3- Team RAW vs SmackDown Seven

BR için WWE nin en üstünde durduğu, üzerine seneryolar kurguladığı maç buydu. Bakalım buraya nasıl geldi olaylar...

Liderler açısından iki takımda baba liderlere sahipti, ama SmackDown Seven kadro seçimi konusunda biraz şanssızdı...

Tek başına SD yi zafere taşıma hayallerinde olan Chris Jericho en güvendiği adamı RAW a kaptırdı, beraber takım kemerleri sahip olduğu Big Show u. Triple H bu ikilinin arasını güzel bozdu diyebiliriz ki bunda Chris Jericho nun egolarının da büyük faktör olduğunu unutmamak gerek. Sonrasında SD showunda halka atıp tutarken ansızın gelen Kane onu biraz ürküttü. (biraz mı? bariz yusufladı) Kane kendisini co-captain ilan edince Jericho bir ortak sahibi oldu SD7 için. Akabinde yapılan seçmelerde başta Cryme Tyme olmak üzere gelen diğer güreşçiler pek sarmadı Jericho yu. ECW showuna katılıp William Regal ile görüşme yaptı takımını güçlendirmek için, aklında tabiki de yancıları Vladimir Kozlov ve Ezekiel Jackson için... Fakat GM Tiffany bunu hoş karşılamadı ve Jericho yuda programın main eventinde maça soktu, rakibi ise ECW şampiyonu Christian dı. Tahmin edildiği üzere şampiyon kendi şovunda Jericho yu yendi. 3 gün sonraki SD programında ise Shad hasta olduğundan programda yoktu ve bu Jericho yu dellendirdi... Hıncını kalan 4 kişiyi (JTG, Drew McIntyre, Dolph Ziggler, Eric Escobar) eleme maçlarında yendiği 5 kişiyle takım yaparak aldı ve bir koşul öne sürdü Kane nin de önerisiyle: Hangi taraf yenerse yanlarında onlar yer alacaktı ve bir nevi rövanş maçına dönüşen 4v5 i R-Truth, Matt Hardy, Finlay, The Hart Dynasty (Tyson Kidd and David Hart Smith) kazandı. Uzun lafın kısası "biraz" sancılı bir süreç vardı SD7 için.

RAW seyircileri için ise DX kaptanlığından dolayı bir rahatlık hakimdi. Keza takımda dünyanın en büyük atleti Big Show, dünyanın en güçlü adamı Mark Henry olmak üzere Kofi Kingston (ki kendisi takım şampiyonluğundan US ve Intercontinental kemerine kadar uzanan başarılar silsilesine sahip) ve Jack Swagger ı (2 kez all amerikan seçilmiş, eski ECW şampiyonu) unutmamak gerek. Cody Rhodes ı da unutmamak gerek, her ne kadar DX ile arası iyi olmasa da, WWE nin genç yeteneklerinden birisi, bu kupayı kazanma isteği de cabası.

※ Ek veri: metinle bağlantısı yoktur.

PR #195, opened 2023-07-07
TP source with step limiter 

MartiDvrk:
Added step limiter to the optics tests and lowered the pass threshold.


tbaudier:
Is it possible to reduce the time of the test test059_TPSource_abs_dose.py?
Now, it lasts ~2min30. Could we reduce the time to less than 1min?

tbaudier:
Thank you very much, I merge

PR #202, opened 2023-07-13
Upgraded phs source

GitFuchs:
The phase space actor was extended to also store the PDGCode in the root file. 
This makes evaluations potentially much more efficient.

The phase space source was extended to be able to translate and rotate the source.
Furthermore, it can now use the particle name or PDGCode from the phase space. This way also secondary particles can be simulated.

Tests were created.
test060 for the phase space source
testtest019_linac_phsp_PDGCode for the phase space actor


dsarrut:
great thanks ! Test037 failed: add one more attribute (40 instead of 39) ;)

GitFuchs:
Fixed it :-)

tbaudier:
Perfect, thank you I merge

PR #205, opened 2023-07-21
Tps phs source

GitFuchs:
I have created a new source, the TreatmentPlanPhsSource.
It is a near copy of the TreatmentPlanSource.
Instead of a beam modell, it uses phase spaces for the single energies. E.g. a list of phase spaces.
Test061_TPPhsSource was created.
Instead of a beam modell one needs a text file linking the energy to the corresponding phase space file and of course the phase space files themselves.

The source has the same limits as the Phase Space Source, that is it at the moment is not multithreading capable.
Data for the test to be put in data/test061_ref was sent to TBaudier for inclusion.


tbaudier:
I added the data and did the modification in the test to deal with the new path.
But there is still an error:
Inside the file data/output_ref/test061_ref/PhsList.txt there is the line:
150.0	../data/output_ref/test061_ref/test_proton.root
But the path is relative and lead to error because it depends where the tests is running.
Is it necessary to write the path in an external file? Could we imagine to set in the python test directly?

GitFuchs:
The phase space source was extended a bit to allow simulations until the next primary particle. Leftover code in opengate/source including the now empty folder was removed.
The failing tests060 were fixed.

I moved opengate/sources/treatmentPlanPhsSource.py to contrib/tps 
and fixed the associated test061
The TreatmentPlanPhsSource does similar things than the TreatmentPlanSource from opengate.contrib.tps.ionbeamtherapy, but instead of using a parametric beam model, it reads in phase space files. This should allow more complex particle spectra as well.

Now the phase space source, as well as the TreatmentPlanPhsSource should be up to the new Gate structure.

GitFuchs:
test060_phsp_source_untilNextPrimary.py requires pandas to create a root file. Apparently on the test wheel this is not installed.
Is this a critical issue?

GitFuchs:
The dependence on pandas of test060_phsp_source_untilNextPrimary.py was removed

PR #217, opened 2023-08-10
Creation of a kill actor which killed each particle crossing it

majacquet:
Creation of a kill actor. Don't merge it now, I pushed to obtain the wheels


dsarrut:
#263

PR #225, opened 2023-08-25
Spawn process (instead of fork) + ARF adaptation

dsarrut:
- Replace "fork" by "spawn" when a new process is created : all script **MUST** start with 
`if __name__ == "__main__":`
- ARF prediction now uses cpu by default (better for scalability, GPU is not faster here)
- MotionActor has been changed : open geometry must only be done in Master Thread
- all tests updated


dsarrut:
Tests with ARF failed because garf wheel need to be updated

PR #229, opened 2023-09-05
Phsp source : avoid pybind copy

dsarrut:
In phsp source, the particles are generated from python. Now, we avoid copying the data from python to cpp, it should be faster. 
We also change the default uproot awkward to numpy because it was not working on linux (but was fine on MacOS, dont know why). 
Still the MT version is not really faster. Maybe with simulation where the tracking is larger ?


dsarrut:
@GitFuchs : I had to change a bit test060 and remove the possibility of using "ParticleName" from the phsp. This is because, now, the data read from the root file by python are not copied to the cpp side but shared. It is faster, but I am unsure how to do that for string type. Can you please check that all tests are still ok for you please ? If ParticleName is important to you, we should find a way to add this option.

PR #233, opened 2023-09-11
Init gateobjects

nkrah:
Small PR which makes sure that classes inheriting from GateObject and GateObjectSingleton are processed when the opengate module is imported. This makes sure, e.g. that the docstring is already complete, and auto completion in interactive python consoles such as ipython should also pick up user_infos. 

Alongside, the implementation style in GateObjects.py is also improved, defining methods like __init__, __new__ etc explicitly now, rather than programmatically, as before. 

IMPORTANT: This PR is based on PR #188, so it should only be merged after that PR!


nkrah:
Already included in PR #186

PR #143, opened 2025-01-16
ci: update linting (following ops)

james-garner-canonical:
This PR updates `tox.ini` to use `ruff --preview` for all linting and formatting (dropping `black`), and have `codespell` run correctly, updating `pyproject.toml` accordingly.

The core of the PR is the changes to `tox.ini` and `pyproject.toml`. The linting rules for `ruff` have been updated to include all the rules that `ops` uses. To allow linting to continue to pass, any rules that are currently broken in a single file are ignored for that file, while rules that are broken in multiple files are ignored globally. These ignores are marked with a `FIXME` to distinguish them from intentional ignores that are copied from `ops`.

Changes to other files are either from `ruff format` or from `codespell`. There are typo corrections and a couple of small formatting changes to libraries, which are not significant enough to warrant bumping `LIB_PATCH` and triggering a release. There are also some bigger formatting changes for large dictionaries in tests.

Subsequent PRs will fix the ignored linting issues in individual libraries.

### DIFF
--- a/pyproject.toml
+++ b/pyproject.toml
@@ -10,33 +10,191 @@ show_missing = true
 minversion = "6.0"
 log_cli_level = "INFO"
 
-# Formatting tools configuration
-[tool.black]
-line-length = 99
-target-version = ["py38"]
-
 # Linting tools configuration
 [tool.ruff]
 line-length = 99
+target-version = "py38"
 extend-exclude = ["__pycache__", "*.egg_info", "htmlcov"]
 
+# Ruff formatter configuration
+[tool.ruff.format]
+quote-style = "preserve"  # FIXME: use double for consistency with current codebase convention
+
 [tool.ruff.lint]
-select = ["E", "W", "F", "C", "N", "D", "I001"]
-extend-ignore = [
-    "D203",
-    "D204",
-    "D213",
-    "D215",
-    "D400",
-    "D404",
-    "D406",
-    "D407",
-    "D408",
-    "D409",
-    "D413",
+select = [
+    # flake8-builtins
+    "A",
+    # flake8-bugbear
+    "B",
+    # pyflakes-docstrings
+    "D",
+    # conventional names
+    "C",
+    # flake8-copyright
+    # FIXME: enable when we switch to --preview for format
+    # "CPY",
+    # Pycodestyle (error)
+    "E",
+    # Pyflakes
+    "F",
+    # isort
+    "I001",
+    # pep8-naming
+    "N",
+    # Perflint
+    "PERF",
+    # Ruff specific
+    "RUF",
+    # flake8-bandit
+    "S",
+    # flake8-simplify
+    "SIM",
+    # pyupgrade
+    "UP",
+    # Pycodestyle (warning)
+    "W",
+    # flake8-2020
+    "YTT",
 ]
-ignore = ["E501", "D107"]
-per-file-ignores = {"tests/*" = ["D100","D101","D102","D103","D104"]}
+ignore = [
+    # Use from err or from None explicitly
+    # FIXME
+    "B904",
+    # Missing docstring in magic method
+    "D105",
+    # Missing docstring in `__init__`
+    "D107",
+    # too many leading # before block comment
+    # FIXME
+    "E266",
+    # Line too long
+    # FIXME
+    "E501",
+    # try/except inside loop
+    # FIXME: lift or noqa individually as appropriate
+    "PERF203",
+    # Unused noqa
+    # FIXME
+    "RUF100",
+    # use unpacking instead of concatenation with lists
+    # FIXME
+    "RUF005",
+    # implicit Optional in typing
+    # FIXME: typing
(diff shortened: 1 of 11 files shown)


tox.ini
```diff
@@ -54,18 +52,24 @@ deps =
     -r{toxinidir}/requirements.txt
     pyfakefs==5.5.0
     dbus-fast==1.90.2
+allowlist_externals =
+    mkdir
+commands_pre =
+    mkdir --parents .report
```
tonyandrewmeyer, line 58: It seems odd to use `--parents` for a folder that's in the current folder. Is it ever possible that the parent would need to be created?

pyproject.toml
```diff
@@ -9,35 +10,209 @@ show_missing = true
...
+    ".ruff_cache",
+    ".vscode",
+    "build",
+    "htmlcov",
+    "venv",
+    "icon.svg",
+]
+ignore-words-list = [
+    "assertIn",
+    "fpr",
```
tonyandrewmeyer, line 216: Is this intended as a temporary ignore so that we don't have to edit lots of things in this PR? If so, could there be a comment indicating that?

If it's meant as a permanent ignore, I don't love that. I don't have much idea what `fpr` might mean. File pointer? False positive rate?

pyproject.toml
```diff
@@ -9,35 +10,209 @@ show_missing = true
...
+"tests/unit/test_sysctl.py" = [
+    # combine if branches using logical or
+    # FIXME
+    "SIM114",
+]
+
+[tool.ruff.lint.pydocstyle]
+convention = "google"
+
+[tool.ruff.lint.mccabe]
```
tonyandrewmeyer, line 198: What about dropping mccabe instead? I typically find that it doesn't add much value, and that complexity is better part of the human judgement in a review. I think @benhoyt is also not a fan.

pyproject.toml
```diff
@@ -9,35 +10,209 @@ show_missing = true
...
+
+[tool.ruff.lint.pyupgrade]
+# Preserve types, even if a file imports `from __future__ import annotations`.
+# Since we target py 3.8, we want to keep using List[str] and Optional[str]
+keep-runtime-typing = true
+
+[tool.ruff.lint.per-file-ignores]
+"lib/charms/operator_libs_linux/v0/apt.py" = [
+    # Use a context manager for opening files
+    # FIXME: false positive, noqa it
```
tonyandrewmeyer, line 122: Does this happen 3+ times in that file? If not then I think a noqa directive on the line is nicer than for the file. Same for the other file-specific ones below.

*Unless* you plan on a quick follow-up that fixes these, in which case I don't think it really matters.

tonyandrewmeyer (approved):
Looks good, thanks!

I think if the intention is that we're marking this as work to be done in the future but have no specific plans on when that would be, then it might be nicer to have a group like:

```
# FIXME: all of these should be fixed when time allows
r1
r2
r3 # Some specific note
```

Rather than a lot of lines that are only "# FIXME".

*However*, if the intention is that all/most of this is cleaned up say this cycle, then I think it's fine like it is.

tox.ini
james-garner-canonical: `--parents` is just to permit the folder to already exist -- it won't already exist in CI, but it probably will if you're running `tox -e unit` locally. I'll add a note

pyproject.toml
james-garner-canonical: There's actually just one usage in the `apt` lib. Afaik codespell doesn't allow you to ignore specific uses, so it seems like adding it to the `ignore-words-list` is the only option. What do you think?
```
# from gnupg2 docs: fpr :: Fingerprint (fingerprint is in field 10)
return re.search(r"^fpr:{9}([0-9A-F]{40}):$", out, re.MULTILINE).group(1)
```

pyproject.toml
james-garner-canonical: Will do, thanks

pyproject.toml
james-garner-canonical: Agreed, I 100% prefer inline noqa too, this is just to reduce the library files touched by this PR -- and I do intend to fix as many individual libs as I can in follow ups

pyproject.toml
james-garner-canonical: I'll merge with a note added to the line for now, but do lmk if there's a better way

james-garner-canonical:
Thanks for the thorough review and helpful comments, @tonyandrewmeyer ! The intention is to fix the majority of the ignores in subsequent PRs, but I agree that it would be best to group all the global ignores that are intended to be removed separately from the ones that are intended to stay, so I've made that change

pyproject.toml
tonyandrewmeyer: Ah, this is something in a regular expression. It would be nice if codespell was clever enough to ignore all of those (or everything other than group names) because we really have no control over it.

Yeah, since we cannot rename the field it doesn't seem like there's any other option here.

Bu iki ayrı kutup ilk kez RAW programda karşı karşıya geldiler ki görülmeye de değerdi bu karşılaşma. Jericho vs HBK maçını basan SD7 göz dağı vermek isterken bir anda DX müziği çaldı, Triple H ve Team RAW arkada süveriler gibi belirdi... SD7 beklemediği şekilde, RAW a mesaj vermeyi beklerken kendilerini sopa yerken buldular.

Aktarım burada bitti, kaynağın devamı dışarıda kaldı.